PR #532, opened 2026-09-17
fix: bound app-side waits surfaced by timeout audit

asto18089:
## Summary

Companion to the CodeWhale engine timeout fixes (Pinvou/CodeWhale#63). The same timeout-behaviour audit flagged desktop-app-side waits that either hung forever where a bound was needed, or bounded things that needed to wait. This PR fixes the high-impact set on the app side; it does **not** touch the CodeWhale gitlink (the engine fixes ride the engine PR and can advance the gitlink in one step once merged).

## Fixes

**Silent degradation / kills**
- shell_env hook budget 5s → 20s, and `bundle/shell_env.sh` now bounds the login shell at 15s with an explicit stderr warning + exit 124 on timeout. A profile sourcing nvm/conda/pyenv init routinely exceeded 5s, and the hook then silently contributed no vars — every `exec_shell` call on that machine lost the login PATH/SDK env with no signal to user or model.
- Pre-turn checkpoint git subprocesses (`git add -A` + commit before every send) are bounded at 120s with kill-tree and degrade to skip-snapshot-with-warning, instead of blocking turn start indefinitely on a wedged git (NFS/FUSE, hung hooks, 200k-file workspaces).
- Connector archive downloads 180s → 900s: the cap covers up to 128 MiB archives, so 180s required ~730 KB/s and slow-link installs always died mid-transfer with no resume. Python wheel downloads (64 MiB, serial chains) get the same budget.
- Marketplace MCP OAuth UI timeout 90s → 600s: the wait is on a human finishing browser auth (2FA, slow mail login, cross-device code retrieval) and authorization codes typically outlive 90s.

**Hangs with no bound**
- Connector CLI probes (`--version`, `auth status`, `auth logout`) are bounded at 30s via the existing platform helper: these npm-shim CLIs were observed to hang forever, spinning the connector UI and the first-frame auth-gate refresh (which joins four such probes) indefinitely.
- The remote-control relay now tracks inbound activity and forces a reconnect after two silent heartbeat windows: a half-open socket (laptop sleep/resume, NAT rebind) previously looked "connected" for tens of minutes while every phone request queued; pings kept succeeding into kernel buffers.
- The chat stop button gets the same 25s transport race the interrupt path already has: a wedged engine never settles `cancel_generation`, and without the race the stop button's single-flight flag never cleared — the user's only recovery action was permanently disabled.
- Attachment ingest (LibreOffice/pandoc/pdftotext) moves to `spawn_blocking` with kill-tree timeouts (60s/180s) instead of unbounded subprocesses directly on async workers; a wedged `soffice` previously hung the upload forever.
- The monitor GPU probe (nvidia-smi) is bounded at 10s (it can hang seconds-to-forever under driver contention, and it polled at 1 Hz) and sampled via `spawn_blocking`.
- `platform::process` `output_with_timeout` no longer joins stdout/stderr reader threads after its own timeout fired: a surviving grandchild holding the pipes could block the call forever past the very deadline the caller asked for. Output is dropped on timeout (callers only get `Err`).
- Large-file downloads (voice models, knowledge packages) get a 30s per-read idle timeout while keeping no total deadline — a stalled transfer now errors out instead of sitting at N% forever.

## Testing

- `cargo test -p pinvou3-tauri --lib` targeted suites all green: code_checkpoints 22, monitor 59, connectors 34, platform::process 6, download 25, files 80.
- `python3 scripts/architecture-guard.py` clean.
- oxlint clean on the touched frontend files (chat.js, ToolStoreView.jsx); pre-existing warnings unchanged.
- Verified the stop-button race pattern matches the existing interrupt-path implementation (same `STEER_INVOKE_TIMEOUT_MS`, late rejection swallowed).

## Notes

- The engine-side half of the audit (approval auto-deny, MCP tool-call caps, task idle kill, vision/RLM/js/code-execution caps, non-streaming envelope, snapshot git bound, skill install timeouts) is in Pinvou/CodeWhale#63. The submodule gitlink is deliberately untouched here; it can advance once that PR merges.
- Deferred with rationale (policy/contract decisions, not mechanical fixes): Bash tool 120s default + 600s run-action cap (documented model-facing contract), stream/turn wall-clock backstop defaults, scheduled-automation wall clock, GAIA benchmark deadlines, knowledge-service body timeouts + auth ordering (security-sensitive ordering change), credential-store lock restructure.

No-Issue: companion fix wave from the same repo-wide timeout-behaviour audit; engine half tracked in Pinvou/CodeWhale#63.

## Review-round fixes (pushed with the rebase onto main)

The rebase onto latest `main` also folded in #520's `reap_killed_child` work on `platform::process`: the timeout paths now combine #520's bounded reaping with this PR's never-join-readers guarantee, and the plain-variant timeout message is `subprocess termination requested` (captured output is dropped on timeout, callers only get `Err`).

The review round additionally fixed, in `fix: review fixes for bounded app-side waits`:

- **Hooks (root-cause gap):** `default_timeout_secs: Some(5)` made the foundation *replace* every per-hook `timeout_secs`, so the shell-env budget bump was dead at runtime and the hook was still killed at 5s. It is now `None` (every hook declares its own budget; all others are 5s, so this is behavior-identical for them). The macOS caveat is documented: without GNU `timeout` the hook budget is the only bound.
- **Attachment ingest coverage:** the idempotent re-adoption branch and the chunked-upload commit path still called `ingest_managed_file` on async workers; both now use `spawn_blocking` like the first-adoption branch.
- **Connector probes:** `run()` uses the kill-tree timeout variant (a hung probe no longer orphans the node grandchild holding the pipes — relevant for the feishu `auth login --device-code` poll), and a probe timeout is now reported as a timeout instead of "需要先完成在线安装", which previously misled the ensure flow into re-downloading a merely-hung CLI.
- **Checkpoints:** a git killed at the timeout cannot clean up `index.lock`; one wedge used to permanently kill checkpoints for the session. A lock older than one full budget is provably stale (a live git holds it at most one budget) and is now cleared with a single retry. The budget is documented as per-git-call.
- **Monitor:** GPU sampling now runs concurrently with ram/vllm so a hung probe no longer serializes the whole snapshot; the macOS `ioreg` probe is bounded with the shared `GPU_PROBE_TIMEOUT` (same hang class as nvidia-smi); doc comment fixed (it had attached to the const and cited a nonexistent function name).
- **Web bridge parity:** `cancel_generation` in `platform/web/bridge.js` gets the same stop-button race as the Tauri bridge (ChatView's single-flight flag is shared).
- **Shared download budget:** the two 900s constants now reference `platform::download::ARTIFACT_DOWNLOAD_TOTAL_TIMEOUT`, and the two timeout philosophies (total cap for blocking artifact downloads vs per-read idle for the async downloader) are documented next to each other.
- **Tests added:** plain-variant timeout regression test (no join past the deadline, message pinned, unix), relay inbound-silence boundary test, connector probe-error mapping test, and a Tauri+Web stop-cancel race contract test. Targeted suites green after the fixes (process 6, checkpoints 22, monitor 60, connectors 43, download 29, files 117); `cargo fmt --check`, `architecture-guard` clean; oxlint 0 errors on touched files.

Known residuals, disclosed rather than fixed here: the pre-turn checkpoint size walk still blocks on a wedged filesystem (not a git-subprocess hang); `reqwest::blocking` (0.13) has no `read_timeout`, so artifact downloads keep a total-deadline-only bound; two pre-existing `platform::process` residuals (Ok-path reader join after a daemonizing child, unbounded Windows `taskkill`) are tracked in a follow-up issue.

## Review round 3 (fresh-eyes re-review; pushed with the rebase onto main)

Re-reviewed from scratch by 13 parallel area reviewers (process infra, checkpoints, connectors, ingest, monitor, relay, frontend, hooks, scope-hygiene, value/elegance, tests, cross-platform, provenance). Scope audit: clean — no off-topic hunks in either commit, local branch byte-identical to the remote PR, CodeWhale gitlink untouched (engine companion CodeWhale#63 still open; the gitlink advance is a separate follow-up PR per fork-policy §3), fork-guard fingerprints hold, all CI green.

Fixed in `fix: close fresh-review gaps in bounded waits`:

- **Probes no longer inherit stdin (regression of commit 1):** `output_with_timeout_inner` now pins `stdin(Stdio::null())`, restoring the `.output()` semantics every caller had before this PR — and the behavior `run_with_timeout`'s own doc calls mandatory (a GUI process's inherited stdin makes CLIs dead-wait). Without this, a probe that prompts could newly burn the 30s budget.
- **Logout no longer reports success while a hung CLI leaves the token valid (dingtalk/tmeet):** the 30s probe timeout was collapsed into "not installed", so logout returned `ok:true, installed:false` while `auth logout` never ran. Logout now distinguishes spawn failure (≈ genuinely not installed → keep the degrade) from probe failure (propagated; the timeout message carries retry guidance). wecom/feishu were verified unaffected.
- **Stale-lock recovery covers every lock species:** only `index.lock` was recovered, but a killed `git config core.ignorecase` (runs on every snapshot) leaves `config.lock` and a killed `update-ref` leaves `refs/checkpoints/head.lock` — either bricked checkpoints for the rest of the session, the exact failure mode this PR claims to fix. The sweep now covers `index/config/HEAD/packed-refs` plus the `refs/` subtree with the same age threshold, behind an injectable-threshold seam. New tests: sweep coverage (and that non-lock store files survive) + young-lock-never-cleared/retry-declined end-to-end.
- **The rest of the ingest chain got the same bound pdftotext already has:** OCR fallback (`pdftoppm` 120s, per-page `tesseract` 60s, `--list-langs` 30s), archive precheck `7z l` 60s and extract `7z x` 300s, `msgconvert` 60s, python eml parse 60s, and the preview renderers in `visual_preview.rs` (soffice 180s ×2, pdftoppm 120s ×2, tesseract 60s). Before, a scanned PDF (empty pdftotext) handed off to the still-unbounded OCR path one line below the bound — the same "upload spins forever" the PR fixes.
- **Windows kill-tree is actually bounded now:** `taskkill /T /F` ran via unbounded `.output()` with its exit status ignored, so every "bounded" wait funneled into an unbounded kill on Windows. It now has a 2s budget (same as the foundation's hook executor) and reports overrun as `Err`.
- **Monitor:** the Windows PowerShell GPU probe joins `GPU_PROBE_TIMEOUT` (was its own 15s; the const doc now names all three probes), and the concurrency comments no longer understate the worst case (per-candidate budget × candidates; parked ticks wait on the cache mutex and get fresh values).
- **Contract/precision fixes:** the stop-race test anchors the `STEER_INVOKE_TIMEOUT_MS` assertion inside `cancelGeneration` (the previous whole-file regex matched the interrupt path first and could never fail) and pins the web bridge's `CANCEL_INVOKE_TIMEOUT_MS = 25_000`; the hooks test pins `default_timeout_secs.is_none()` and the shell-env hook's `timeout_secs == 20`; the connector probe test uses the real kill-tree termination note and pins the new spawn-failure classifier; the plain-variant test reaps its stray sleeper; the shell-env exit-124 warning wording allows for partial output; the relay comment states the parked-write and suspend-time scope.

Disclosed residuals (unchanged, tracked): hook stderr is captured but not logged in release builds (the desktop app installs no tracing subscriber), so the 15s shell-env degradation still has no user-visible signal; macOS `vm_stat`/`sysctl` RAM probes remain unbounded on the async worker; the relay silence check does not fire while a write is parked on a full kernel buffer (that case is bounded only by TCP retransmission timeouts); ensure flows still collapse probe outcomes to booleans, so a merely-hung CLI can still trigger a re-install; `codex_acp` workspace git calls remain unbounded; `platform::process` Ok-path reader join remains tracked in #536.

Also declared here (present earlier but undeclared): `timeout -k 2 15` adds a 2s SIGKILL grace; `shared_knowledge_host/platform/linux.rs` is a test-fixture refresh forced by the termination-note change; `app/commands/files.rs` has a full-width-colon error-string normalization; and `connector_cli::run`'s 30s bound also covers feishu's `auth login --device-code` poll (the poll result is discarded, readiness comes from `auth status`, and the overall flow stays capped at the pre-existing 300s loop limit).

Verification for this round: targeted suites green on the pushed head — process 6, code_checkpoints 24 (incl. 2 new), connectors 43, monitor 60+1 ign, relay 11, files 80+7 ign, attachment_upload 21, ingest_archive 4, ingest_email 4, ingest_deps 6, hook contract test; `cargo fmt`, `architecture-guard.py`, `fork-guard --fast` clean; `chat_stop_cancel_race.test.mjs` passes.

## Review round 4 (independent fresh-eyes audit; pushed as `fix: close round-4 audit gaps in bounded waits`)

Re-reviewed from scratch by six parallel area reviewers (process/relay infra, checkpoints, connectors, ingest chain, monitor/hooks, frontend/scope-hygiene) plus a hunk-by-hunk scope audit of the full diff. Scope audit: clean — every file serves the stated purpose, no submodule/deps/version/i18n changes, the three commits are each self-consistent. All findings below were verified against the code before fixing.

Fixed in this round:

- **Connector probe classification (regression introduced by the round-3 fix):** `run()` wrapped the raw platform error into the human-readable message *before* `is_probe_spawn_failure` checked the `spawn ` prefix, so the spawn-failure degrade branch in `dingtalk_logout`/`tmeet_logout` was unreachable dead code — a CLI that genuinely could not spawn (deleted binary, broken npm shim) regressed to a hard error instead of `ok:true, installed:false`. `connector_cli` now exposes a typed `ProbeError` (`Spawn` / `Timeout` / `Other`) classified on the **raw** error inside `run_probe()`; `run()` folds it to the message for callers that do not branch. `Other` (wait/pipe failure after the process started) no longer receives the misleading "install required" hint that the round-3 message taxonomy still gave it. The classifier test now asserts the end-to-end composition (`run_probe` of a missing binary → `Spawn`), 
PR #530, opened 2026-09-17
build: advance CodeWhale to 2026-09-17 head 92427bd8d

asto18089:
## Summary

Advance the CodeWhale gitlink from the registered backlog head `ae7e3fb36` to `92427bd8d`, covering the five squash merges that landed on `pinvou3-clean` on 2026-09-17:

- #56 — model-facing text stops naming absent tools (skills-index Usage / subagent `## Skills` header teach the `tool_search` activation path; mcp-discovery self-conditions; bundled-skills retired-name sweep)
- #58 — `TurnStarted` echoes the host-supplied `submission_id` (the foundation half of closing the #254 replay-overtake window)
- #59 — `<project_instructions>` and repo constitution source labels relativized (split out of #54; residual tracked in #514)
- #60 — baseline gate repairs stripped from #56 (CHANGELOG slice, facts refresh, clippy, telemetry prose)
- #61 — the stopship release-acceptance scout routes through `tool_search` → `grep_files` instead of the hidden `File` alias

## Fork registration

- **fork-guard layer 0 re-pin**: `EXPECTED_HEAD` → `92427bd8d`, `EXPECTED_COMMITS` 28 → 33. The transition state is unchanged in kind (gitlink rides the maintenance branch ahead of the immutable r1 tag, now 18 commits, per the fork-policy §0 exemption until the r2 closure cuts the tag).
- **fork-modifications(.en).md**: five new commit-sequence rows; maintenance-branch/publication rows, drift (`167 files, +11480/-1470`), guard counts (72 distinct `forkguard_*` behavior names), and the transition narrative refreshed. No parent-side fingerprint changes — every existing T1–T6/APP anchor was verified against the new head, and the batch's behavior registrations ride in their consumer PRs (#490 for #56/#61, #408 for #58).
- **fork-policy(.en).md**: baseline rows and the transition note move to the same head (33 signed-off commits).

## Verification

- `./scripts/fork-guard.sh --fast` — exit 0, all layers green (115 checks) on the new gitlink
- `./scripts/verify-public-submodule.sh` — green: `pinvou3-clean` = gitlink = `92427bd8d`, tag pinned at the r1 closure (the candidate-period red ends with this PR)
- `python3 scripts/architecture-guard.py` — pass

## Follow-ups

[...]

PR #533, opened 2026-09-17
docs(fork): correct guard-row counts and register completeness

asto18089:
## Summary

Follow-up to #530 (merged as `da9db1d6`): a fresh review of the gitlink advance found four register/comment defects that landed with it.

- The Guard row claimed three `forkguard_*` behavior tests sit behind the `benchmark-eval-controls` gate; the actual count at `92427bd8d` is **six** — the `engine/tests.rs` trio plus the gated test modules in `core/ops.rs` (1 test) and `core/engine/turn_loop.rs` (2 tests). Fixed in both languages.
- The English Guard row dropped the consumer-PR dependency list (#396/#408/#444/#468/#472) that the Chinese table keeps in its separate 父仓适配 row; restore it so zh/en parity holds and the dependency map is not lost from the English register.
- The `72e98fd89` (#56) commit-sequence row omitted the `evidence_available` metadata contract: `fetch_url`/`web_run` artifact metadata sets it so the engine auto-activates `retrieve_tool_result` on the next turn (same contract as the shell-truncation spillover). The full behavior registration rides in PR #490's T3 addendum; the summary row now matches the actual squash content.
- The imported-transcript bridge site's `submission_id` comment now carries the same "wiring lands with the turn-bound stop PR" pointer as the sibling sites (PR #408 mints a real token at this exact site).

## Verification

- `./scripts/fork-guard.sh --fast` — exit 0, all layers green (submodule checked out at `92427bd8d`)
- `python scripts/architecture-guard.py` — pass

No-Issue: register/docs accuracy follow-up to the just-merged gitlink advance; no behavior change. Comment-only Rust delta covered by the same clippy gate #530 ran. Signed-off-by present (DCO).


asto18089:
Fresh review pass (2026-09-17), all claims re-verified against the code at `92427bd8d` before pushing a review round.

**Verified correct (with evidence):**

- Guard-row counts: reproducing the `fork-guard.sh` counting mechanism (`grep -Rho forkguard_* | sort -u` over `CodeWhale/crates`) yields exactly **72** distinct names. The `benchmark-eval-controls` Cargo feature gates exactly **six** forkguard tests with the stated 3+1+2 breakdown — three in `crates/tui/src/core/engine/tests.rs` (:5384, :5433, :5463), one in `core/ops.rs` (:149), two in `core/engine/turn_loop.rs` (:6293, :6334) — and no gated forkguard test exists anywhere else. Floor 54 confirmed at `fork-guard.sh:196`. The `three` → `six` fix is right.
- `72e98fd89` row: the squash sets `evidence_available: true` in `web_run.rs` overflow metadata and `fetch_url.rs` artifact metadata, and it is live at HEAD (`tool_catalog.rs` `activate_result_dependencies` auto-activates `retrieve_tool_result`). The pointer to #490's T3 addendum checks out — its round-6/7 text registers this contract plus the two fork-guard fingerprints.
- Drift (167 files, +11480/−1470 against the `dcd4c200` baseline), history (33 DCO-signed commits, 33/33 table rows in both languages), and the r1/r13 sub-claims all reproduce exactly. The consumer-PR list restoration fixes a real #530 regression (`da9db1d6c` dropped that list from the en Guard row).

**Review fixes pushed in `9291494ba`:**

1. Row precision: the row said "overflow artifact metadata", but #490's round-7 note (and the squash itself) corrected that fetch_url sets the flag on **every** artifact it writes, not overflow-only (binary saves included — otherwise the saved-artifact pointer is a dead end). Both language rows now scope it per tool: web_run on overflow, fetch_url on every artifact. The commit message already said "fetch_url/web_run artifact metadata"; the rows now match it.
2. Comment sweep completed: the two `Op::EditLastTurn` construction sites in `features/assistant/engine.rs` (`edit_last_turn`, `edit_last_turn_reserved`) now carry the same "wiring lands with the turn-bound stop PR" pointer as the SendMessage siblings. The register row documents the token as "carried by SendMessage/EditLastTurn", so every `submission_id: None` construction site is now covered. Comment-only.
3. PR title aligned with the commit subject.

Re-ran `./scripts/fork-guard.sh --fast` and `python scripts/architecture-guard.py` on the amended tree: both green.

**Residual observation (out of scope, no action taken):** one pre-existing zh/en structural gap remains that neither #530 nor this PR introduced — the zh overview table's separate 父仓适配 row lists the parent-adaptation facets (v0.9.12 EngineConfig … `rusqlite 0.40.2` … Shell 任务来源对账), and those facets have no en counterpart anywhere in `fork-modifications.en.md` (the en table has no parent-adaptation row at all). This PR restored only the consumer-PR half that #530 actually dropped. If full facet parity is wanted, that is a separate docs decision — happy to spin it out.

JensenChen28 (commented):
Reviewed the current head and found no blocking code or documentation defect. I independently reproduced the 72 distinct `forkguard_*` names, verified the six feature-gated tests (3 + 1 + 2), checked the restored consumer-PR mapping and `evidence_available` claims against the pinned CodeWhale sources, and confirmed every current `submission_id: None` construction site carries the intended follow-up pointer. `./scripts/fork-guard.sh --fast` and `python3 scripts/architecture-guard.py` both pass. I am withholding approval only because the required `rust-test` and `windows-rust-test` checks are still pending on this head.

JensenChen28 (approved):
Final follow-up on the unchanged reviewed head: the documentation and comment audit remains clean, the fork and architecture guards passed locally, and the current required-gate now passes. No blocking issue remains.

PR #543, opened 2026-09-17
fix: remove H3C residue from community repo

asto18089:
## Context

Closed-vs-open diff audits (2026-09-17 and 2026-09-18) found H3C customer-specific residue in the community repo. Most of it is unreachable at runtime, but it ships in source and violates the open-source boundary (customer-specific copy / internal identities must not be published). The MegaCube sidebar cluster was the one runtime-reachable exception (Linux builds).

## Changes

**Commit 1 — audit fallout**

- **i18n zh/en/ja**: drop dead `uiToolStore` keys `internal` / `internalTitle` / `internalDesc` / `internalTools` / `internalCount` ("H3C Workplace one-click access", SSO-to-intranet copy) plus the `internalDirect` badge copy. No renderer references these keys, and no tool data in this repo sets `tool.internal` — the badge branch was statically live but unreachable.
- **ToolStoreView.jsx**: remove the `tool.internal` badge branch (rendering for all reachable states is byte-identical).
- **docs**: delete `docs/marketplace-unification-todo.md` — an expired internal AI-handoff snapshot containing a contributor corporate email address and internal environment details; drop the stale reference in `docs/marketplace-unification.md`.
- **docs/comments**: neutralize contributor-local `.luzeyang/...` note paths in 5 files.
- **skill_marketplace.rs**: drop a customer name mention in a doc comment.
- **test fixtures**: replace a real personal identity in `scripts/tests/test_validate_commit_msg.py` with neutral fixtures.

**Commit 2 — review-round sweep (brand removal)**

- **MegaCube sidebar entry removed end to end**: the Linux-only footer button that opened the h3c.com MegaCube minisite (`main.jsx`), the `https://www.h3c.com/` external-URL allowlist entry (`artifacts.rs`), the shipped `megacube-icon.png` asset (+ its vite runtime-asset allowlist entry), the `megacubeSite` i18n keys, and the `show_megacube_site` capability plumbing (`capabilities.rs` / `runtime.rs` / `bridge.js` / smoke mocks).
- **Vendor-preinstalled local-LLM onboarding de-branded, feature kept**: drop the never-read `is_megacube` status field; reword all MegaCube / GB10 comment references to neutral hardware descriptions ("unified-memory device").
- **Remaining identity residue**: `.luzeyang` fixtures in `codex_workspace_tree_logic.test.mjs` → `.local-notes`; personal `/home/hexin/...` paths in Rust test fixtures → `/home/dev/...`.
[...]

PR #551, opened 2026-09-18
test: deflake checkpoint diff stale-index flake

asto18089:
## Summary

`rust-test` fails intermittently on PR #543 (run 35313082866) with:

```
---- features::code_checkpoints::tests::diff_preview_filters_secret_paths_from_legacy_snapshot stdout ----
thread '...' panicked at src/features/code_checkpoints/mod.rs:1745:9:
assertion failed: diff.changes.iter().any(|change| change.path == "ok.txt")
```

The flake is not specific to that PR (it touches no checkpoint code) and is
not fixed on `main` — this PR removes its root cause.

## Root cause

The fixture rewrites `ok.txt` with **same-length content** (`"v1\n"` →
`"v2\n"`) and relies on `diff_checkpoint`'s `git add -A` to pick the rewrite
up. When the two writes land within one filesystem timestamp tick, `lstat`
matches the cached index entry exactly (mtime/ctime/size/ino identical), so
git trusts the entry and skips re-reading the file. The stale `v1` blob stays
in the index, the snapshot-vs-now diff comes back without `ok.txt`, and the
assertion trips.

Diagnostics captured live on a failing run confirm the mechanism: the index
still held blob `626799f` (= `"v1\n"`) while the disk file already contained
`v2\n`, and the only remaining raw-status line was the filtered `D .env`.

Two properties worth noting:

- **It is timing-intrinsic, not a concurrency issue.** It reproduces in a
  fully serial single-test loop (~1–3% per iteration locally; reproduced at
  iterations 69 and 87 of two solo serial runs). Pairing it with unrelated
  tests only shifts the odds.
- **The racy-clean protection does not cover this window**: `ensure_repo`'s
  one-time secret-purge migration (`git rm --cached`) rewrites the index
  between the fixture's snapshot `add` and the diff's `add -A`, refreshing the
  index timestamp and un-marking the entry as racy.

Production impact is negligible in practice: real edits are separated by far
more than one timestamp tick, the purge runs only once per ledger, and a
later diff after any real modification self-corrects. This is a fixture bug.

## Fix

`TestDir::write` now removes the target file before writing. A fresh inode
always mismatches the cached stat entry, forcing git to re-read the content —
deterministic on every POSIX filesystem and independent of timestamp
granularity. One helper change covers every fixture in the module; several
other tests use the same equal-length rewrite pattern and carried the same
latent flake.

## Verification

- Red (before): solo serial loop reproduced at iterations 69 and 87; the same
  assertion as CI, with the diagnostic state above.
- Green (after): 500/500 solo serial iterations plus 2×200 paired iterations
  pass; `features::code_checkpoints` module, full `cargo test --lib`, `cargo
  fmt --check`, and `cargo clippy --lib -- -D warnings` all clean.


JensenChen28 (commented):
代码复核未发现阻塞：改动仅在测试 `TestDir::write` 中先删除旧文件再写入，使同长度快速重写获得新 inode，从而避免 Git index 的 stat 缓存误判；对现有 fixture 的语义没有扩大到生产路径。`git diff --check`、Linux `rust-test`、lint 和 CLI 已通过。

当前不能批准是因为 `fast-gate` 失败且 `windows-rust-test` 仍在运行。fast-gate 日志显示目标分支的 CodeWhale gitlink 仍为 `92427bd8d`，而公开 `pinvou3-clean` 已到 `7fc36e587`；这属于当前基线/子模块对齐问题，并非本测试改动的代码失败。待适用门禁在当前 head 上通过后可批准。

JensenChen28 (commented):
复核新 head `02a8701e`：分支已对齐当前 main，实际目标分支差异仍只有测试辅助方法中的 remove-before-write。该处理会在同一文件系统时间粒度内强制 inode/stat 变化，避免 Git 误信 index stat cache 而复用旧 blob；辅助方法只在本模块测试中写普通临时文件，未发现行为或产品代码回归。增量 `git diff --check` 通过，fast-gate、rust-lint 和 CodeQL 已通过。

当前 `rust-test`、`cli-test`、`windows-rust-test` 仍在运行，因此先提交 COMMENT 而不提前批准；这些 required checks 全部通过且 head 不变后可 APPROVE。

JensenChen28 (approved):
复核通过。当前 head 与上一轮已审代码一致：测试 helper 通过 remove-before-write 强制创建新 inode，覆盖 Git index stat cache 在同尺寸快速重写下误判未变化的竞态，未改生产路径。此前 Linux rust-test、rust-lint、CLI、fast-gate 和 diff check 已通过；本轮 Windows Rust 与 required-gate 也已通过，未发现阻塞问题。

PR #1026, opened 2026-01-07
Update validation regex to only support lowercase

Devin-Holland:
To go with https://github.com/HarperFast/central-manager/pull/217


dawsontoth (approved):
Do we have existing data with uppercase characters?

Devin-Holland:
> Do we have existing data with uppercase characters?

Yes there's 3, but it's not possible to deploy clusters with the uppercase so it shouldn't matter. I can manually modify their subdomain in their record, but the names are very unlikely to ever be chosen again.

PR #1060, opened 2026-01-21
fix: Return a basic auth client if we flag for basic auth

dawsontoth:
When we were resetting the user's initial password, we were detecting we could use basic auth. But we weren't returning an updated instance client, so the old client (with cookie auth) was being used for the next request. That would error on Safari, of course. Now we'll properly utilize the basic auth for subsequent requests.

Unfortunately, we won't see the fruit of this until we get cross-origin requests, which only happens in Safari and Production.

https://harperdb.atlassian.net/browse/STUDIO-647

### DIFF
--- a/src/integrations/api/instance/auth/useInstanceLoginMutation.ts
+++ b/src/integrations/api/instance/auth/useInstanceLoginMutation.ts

• Exercise description
Copy each line from the records above that includes the string "pattern".

• Solution for this exercise
- Verified the stop-button race pattern matches the existing interrupt-path implementation (same `STEER_INVOKE_TIMEOUT_MS`, late rejection swallowed).
other tests use the same equal-length rewrite pattern and carried the same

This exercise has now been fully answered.